> _Instructions for the task_:
The output should be all lines of the entries below in which the word "cells" occurs.

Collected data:
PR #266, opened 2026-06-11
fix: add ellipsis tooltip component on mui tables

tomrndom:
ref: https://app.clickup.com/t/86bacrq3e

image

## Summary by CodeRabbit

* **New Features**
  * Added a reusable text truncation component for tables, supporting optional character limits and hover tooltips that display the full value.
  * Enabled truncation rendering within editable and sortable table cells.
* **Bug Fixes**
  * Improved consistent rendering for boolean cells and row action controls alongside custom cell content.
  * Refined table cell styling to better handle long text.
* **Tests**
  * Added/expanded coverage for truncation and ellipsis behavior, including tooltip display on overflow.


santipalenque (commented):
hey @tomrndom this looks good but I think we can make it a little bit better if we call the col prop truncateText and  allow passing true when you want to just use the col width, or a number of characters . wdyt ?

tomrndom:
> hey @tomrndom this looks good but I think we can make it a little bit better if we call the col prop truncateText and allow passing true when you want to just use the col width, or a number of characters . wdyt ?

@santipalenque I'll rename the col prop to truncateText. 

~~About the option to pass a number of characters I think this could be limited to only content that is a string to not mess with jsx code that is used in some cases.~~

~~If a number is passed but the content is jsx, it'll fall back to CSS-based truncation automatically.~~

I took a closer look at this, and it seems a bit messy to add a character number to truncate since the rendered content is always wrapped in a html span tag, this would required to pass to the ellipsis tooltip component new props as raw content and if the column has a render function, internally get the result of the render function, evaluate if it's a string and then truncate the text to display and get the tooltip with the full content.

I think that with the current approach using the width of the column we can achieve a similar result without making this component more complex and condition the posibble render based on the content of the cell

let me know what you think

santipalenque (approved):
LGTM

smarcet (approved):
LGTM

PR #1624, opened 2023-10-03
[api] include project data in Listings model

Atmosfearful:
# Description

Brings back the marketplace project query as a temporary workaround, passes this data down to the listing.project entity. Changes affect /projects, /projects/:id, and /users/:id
---
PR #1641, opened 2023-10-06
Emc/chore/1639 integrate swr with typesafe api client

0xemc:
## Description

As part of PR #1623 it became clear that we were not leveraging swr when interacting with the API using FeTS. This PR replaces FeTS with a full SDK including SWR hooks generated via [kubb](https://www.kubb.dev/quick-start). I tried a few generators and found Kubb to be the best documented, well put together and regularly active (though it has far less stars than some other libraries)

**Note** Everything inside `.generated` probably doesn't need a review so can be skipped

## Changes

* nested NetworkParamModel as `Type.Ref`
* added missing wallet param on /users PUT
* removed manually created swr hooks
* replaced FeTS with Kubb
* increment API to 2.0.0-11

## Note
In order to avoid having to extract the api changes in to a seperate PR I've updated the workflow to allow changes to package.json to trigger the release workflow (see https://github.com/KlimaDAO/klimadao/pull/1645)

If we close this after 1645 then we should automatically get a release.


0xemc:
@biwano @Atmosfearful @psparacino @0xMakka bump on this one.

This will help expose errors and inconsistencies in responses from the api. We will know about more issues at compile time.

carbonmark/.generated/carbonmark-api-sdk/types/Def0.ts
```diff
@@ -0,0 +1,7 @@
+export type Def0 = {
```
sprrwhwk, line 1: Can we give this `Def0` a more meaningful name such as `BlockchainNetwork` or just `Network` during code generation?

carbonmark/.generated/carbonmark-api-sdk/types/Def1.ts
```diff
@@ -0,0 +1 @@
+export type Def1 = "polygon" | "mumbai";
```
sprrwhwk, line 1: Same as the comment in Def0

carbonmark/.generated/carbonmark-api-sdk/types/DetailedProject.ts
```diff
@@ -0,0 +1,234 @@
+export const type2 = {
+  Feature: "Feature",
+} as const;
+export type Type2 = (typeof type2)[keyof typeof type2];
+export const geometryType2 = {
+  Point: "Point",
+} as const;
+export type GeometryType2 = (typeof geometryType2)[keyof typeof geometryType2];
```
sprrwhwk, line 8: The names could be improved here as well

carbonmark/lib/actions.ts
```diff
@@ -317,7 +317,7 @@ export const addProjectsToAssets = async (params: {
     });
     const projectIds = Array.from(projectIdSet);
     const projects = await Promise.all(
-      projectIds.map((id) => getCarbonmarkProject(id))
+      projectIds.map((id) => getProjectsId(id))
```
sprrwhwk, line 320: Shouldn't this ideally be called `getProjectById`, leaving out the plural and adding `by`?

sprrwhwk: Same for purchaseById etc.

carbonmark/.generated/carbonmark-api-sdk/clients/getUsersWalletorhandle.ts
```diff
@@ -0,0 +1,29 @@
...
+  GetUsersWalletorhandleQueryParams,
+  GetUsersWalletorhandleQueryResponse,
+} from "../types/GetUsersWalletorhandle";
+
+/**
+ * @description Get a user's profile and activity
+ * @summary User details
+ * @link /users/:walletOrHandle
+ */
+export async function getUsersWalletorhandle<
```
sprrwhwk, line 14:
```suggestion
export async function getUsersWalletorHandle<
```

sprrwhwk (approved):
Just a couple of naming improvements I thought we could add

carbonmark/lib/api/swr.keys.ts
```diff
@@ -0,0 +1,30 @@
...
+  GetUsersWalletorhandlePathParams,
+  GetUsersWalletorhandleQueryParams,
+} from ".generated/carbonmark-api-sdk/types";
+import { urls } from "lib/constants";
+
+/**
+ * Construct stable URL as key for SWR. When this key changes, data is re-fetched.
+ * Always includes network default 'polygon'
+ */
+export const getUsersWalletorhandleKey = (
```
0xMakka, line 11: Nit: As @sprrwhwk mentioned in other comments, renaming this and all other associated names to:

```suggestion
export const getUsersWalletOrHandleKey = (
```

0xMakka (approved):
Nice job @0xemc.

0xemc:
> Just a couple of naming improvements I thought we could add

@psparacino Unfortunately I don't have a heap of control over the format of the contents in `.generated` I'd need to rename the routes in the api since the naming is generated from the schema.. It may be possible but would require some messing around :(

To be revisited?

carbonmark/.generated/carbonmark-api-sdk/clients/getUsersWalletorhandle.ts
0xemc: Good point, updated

> _Completed task_:
  * Enabled truncation rendering within editable and sortable table cells.
  * Improved consistent rendering for boolean cells and row action controls alongside custom cell content.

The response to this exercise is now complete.